# Best method to dehumidify a garage wood shop?



## jnovak (Apr 12, 2019)

I live in Minnesota and there are some weeks throughout our summers that get real humid. This particular summer I have a lot of projects I want to work on but it's been consistently high humidity….and I'm wondering what is the best method for dehumidifying my 2 car garage wood shop?

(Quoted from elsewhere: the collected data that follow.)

PR #2062, opened 2026-09-02
feat: add redirect flag to blob metadata

Zephyrcf:
- Add a `REDIRECT` incompat flag to `BlobMetadataFlags`.         
 - Add `BlobMetadata::new_redirect()` for building ondemand metadata.                   
 - Use the metadata header as the source of truth for blob type.                  
 - Validate that every block group's `source_blob_index` matches the header flag.              
 - Remove runtime block-group traversal from `BlobMetadata::is_redirect()`.

### DIFF
--- a/docs/nydus.md
+++ b/docs/nydus.md
@@ -1222,9 +1222,11 @@ Header details:
 - `flags` is split EROFS-style: the low 16 bits are incompatible features — a
 	reader that does not know a set bit must reject the file (like
 	`feature_incompat`); the high 16 bits are compatible features — unknown
-	bits are ignored (like `feature_compat`). `COMPRESSOR_ZSTD` (`1 << 0`)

I have an overhead gas heater that covers my late Fall, Winter, early Spring times of year but would like to work out there in the summer months but worry about expansion/contraction of my wood projects if I can't control the humidity.

Thanks for any feedback!


----------



## Scap (Aug 7, 2018)

Mr Slim mini split should do the trick.


----------



## Unknowncraftsman (Jun 23, 2013)

I think I'm in the same boat as you.
I select my projects carefully during the summer months for the reasons you mention. I'm on the fringes of the low desert 30 + temp swings with high humidity one week and bone dry the next.
I'm mostly doing maintenance on my machines right now it feels productive.

Good Luck


----------



## jnovak (Apr 12, 2019)

One thing I forgot to mention is the size of my garage/wood shop. It's a standard 2-car garage at about 500 square feet. Mr Slim looks like it'd work for a much bigger space but not sure I want to go through that much expense. Definitely keeping it as an option though.


----------



## furnman487 (Feb 17, 2019)

I live in Alabama and yes, we have humidity! My shop is in a basement garage and about a week after moving in the house I knew I had to find a solution or everything metal was going to rust away. Bought a dehumidifier at Lowe's and installed it in the corner near the garage door. Keeps the humidity at 50% or lower and no more rust on tools. You'll need to run a drain hose to the outside or constantly be emptying a bucket. Been working great for about 5 years now.


----------



## WhyMe (Feb 15, 2014)

Use a dehumidifier as suggested by furnman487. I have a 70 pint one in my shop and it keeps it at 50% with no problem. Obviously you need to keep the shop closed up and not open and close the garage doors more than needed.


----------



## jnovak (Apr 12, 2019)

Thanks folks for the insight. Next question….my garage work shop is only a little over 500 sq feet. The dehumidifiers I'm looking at cover 1500, 3000 or 4500 square feet. Do I get one of the larger ones (3000 or 4500) so it doesn't cycle on and off all the time? Or the 1500 sq foot one…which based on the square footage coverage seems overkill already….but I know they can be overrated as to what they actually cover sometimes (and much of it is dependent on the humidity as well). Thoughts?


----------



## wapakfred (Jul 29, 2011)

I'd get the largest one you can find…typically that's the 70 pint model. Remember your garage will leak more outside air in than a residence….plus, those ratings are about as accurate as the 6.5 HP your shop vac has.


----------



## WhyMe (Feb 15, 2014)

Depends on just how humid and damp it is in your garage. My 70 pint is used in 720 sgft garage. I'd say you want at least a 50 pint. I don't think cycling is an issue like for AC units. My 70 doesn't short cycle but it does run alot.


----------



## controlfreak (Jun 29, 2019)

A mini split would be the bomb. I opted to put a small window unit through the wall in my shop and is seems to be doing okay. I bought a humidity gauge but keep forgetting to read it. A dehumidifier that cycles on and off will also do well but the temperature will increase.


----------



## PeteStaehling (May 3, 2015)

I went with a portable AC unit. Rather than use the included window hardware I vented it through a small hole in the wall. It was a lot cheaper initially than a mini-split, but is less efficient. It has modes for heating, cooling, and humidification. I over-sized it a bit for the rated area and have been happy with it.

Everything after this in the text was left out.